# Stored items
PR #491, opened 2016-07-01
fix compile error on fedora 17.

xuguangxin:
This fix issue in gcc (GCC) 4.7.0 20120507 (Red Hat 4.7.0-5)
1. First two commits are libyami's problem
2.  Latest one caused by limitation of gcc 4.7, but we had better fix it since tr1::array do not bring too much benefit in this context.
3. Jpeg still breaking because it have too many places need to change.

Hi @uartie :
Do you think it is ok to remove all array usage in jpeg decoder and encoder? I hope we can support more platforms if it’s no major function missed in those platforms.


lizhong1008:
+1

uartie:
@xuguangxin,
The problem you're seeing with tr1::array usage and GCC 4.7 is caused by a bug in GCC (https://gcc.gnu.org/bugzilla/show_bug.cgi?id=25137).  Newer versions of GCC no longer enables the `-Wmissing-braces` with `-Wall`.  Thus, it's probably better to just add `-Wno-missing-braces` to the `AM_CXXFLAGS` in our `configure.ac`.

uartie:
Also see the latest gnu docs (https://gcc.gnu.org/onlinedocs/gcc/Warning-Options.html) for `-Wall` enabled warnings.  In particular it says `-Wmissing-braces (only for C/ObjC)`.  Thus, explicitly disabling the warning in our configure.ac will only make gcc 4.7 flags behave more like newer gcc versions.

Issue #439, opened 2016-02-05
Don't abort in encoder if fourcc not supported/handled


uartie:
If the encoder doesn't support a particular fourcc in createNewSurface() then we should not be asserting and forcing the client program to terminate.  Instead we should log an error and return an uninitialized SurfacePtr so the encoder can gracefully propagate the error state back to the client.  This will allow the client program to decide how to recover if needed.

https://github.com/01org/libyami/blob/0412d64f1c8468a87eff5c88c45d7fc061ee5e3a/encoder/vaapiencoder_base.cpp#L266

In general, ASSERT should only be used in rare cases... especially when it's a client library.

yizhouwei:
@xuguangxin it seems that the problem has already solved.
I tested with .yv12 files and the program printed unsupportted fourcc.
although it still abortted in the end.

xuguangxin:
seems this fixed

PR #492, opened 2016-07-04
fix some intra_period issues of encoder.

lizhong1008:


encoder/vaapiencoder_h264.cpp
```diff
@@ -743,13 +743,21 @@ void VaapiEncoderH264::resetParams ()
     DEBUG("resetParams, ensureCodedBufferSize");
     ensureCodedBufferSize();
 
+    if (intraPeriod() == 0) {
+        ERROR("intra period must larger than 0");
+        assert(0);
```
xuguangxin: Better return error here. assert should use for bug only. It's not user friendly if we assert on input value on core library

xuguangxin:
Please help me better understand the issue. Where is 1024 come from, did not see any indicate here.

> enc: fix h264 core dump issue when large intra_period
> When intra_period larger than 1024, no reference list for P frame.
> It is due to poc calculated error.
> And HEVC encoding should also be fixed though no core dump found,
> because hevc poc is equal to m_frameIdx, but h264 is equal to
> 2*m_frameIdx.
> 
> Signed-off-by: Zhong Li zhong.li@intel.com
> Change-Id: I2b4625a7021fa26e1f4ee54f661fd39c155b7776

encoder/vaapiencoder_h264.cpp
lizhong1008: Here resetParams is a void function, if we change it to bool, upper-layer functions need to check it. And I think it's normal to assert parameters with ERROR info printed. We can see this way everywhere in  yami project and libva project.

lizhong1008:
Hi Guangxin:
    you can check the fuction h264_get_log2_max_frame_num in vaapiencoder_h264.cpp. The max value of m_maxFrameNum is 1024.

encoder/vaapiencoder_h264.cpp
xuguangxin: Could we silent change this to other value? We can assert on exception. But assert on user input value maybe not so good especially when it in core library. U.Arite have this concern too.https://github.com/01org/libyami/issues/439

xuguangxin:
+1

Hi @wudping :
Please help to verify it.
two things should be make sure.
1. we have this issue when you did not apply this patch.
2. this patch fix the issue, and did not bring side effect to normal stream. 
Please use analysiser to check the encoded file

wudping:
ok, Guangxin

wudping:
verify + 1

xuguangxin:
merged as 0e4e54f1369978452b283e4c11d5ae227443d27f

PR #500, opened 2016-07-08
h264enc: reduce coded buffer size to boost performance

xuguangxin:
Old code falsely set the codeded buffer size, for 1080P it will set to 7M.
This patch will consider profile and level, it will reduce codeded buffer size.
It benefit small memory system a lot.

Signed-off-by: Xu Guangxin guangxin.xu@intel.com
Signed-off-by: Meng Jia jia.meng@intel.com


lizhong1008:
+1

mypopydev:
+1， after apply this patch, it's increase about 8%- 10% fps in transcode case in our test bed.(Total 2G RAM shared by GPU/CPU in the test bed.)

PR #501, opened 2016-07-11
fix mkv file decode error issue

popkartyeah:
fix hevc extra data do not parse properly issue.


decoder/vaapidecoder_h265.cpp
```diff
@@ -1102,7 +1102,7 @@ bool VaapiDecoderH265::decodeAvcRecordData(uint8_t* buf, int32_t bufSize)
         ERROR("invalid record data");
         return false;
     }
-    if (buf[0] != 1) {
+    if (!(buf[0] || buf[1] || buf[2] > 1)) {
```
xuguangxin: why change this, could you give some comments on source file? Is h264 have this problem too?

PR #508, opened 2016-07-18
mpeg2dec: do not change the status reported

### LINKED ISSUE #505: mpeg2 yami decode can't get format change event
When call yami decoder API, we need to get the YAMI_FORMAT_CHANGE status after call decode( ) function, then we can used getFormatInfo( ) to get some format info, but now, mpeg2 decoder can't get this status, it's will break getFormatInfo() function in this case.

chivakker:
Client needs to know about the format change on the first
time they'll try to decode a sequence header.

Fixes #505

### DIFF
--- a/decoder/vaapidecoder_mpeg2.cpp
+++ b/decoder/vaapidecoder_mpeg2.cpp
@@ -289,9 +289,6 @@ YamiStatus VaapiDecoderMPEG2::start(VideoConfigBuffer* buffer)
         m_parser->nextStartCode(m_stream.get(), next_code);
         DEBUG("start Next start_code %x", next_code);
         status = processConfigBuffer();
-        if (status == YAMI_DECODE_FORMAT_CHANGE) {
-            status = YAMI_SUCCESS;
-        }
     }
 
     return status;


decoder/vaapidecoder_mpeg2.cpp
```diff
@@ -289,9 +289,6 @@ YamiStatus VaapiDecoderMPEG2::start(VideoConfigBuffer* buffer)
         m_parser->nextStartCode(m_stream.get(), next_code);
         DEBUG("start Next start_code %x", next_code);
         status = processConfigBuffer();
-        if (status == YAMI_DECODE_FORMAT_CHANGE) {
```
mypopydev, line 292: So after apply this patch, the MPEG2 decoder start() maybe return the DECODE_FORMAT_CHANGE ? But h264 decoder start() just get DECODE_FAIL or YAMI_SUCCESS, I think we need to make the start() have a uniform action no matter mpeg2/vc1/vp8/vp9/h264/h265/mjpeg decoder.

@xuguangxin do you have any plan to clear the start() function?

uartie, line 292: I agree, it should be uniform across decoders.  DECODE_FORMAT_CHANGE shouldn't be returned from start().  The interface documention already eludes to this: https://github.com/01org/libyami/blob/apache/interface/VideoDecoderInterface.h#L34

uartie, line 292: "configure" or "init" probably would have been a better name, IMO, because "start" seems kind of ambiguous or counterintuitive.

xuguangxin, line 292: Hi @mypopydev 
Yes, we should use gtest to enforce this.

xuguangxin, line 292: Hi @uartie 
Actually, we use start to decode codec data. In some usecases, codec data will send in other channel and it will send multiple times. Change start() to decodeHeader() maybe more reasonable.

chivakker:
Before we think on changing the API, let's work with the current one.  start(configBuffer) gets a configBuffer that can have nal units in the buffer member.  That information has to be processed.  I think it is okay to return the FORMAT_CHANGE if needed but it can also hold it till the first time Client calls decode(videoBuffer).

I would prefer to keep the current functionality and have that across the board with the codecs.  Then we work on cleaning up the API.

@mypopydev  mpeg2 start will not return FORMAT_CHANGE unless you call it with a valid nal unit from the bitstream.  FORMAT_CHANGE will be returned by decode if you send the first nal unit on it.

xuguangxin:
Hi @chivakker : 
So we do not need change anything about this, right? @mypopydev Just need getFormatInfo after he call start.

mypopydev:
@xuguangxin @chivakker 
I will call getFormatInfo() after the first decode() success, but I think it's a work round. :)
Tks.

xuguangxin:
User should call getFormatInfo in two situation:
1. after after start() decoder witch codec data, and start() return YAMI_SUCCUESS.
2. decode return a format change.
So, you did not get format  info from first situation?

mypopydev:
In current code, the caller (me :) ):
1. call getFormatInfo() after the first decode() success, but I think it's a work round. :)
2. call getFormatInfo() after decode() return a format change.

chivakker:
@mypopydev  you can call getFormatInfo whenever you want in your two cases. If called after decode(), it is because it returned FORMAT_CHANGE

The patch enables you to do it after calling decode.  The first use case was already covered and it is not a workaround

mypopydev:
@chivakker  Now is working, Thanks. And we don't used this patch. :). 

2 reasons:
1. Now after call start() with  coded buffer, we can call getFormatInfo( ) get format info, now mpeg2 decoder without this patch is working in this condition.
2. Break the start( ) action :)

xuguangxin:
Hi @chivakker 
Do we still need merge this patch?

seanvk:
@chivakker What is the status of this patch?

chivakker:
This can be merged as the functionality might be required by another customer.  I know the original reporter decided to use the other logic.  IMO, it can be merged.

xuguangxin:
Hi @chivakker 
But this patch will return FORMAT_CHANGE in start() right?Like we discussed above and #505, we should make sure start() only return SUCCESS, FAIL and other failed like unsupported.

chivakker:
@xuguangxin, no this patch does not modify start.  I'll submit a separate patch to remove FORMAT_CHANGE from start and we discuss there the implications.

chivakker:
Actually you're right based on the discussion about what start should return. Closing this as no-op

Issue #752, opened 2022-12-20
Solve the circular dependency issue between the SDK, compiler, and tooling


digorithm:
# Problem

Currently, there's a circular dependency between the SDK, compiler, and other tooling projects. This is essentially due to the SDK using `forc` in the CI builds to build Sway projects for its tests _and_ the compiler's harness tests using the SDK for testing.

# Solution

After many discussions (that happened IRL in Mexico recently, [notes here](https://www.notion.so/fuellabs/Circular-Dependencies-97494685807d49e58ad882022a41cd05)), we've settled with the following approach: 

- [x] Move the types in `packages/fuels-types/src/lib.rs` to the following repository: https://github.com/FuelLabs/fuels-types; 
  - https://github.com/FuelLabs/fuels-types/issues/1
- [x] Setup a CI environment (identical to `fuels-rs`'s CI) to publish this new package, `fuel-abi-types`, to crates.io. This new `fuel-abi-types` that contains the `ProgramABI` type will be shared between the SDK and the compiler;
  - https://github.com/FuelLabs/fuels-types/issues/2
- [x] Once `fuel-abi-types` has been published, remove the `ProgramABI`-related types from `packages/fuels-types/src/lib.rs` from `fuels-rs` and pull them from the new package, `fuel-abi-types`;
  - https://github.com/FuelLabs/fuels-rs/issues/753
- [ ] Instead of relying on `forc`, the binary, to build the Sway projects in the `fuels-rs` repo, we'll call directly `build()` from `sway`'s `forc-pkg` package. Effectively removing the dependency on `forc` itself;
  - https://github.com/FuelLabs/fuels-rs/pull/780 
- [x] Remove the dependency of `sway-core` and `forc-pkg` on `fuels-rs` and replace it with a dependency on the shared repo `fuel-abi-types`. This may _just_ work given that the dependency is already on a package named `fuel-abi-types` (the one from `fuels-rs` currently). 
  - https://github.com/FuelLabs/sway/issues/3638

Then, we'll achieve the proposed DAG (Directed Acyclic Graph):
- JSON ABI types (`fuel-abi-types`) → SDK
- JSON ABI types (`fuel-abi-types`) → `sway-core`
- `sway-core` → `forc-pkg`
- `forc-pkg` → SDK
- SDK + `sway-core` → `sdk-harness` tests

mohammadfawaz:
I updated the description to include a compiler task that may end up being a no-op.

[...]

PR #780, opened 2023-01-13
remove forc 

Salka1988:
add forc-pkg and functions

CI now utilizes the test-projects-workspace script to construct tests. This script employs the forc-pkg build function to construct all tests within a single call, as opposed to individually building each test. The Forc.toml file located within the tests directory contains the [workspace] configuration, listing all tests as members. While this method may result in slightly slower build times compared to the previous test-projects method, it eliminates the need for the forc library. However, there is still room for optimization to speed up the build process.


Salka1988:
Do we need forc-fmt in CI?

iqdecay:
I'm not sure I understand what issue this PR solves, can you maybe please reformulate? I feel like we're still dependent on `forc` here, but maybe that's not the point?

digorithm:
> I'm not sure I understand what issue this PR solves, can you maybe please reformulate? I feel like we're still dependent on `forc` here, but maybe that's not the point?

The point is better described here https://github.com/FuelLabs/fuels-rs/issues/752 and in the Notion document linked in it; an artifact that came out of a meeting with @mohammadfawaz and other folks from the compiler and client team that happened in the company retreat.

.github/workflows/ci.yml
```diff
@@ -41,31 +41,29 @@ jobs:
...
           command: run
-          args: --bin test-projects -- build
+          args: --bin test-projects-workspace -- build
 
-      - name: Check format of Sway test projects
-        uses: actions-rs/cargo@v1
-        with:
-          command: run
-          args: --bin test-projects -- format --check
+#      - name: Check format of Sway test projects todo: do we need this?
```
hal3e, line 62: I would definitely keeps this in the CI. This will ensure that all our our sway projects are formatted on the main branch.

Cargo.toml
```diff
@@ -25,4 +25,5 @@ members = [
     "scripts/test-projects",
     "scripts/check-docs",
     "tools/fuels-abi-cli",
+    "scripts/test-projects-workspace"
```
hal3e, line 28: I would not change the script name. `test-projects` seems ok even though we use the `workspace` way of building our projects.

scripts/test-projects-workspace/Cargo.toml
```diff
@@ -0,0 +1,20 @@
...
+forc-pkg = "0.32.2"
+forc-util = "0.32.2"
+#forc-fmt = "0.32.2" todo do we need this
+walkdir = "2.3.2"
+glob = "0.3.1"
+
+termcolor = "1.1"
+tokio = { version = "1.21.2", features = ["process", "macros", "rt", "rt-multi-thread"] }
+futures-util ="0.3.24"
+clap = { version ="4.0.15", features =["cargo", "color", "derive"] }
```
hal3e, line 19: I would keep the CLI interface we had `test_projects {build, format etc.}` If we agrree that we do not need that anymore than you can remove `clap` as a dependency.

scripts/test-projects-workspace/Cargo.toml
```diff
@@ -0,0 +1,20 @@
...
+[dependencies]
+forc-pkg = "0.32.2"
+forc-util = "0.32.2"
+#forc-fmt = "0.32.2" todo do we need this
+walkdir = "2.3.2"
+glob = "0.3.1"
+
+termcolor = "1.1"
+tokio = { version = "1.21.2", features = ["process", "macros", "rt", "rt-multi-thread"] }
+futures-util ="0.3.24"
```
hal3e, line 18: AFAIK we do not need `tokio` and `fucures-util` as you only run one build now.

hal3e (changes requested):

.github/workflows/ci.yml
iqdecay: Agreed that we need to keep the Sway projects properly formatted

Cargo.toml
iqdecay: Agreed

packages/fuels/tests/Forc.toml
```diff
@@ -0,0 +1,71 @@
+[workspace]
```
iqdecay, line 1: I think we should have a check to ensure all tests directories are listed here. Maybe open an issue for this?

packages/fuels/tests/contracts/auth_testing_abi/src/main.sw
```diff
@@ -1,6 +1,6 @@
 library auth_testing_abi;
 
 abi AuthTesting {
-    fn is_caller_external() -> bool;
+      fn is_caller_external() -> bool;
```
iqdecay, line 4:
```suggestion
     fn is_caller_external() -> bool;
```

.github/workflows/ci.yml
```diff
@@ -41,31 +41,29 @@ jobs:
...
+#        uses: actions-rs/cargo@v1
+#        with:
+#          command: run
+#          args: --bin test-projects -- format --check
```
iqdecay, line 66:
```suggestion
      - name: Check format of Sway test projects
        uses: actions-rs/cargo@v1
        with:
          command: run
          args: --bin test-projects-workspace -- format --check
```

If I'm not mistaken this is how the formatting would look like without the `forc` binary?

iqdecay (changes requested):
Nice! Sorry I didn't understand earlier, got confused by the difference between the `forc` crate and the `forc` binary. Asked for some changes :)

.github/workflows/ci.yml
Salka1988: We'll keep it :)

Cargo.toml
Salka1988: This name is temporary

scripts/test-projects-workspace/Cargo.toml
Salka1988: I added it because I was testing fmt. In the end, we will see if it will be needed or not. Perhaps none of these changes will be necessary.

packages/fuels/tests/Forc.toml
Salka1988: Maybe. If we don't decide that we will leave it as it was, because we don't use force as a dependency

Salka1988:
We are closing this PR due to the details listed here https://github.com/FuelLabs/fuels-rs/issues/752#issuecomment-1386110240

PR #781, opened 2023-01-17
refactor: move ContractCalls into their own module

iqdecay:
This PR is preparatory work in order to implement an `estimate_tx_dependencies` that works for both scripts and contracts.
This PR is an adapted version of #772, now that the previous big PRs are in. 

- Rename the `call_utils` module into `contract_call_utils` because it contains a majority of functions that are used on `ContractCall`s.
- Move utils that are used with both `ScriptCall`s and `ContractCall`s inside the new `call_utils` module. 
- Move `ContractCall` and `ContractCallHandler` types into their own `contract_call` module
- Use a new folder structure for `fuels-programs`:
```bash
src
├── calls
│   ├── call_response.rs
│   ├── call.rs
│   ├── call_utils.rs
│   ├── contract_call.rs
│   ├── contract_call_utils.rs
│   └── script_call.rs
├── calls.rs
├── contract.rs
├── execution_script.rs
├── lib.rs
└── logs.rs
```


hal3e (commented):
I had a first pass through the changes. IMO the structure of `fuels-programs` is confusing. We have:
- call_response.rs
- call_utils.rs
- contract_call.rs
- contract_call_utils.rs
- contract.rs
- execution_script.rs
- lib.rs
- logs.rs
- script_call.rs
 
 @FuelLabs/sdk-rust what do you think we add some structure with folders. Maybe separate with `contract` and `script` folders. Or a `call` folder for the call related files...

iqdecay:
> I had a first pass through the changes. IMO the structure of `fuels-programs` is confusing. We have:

# Your assignment
Tally the lines of the entries above that hold the word "Thus"; the number is the whole answer.

# Result
2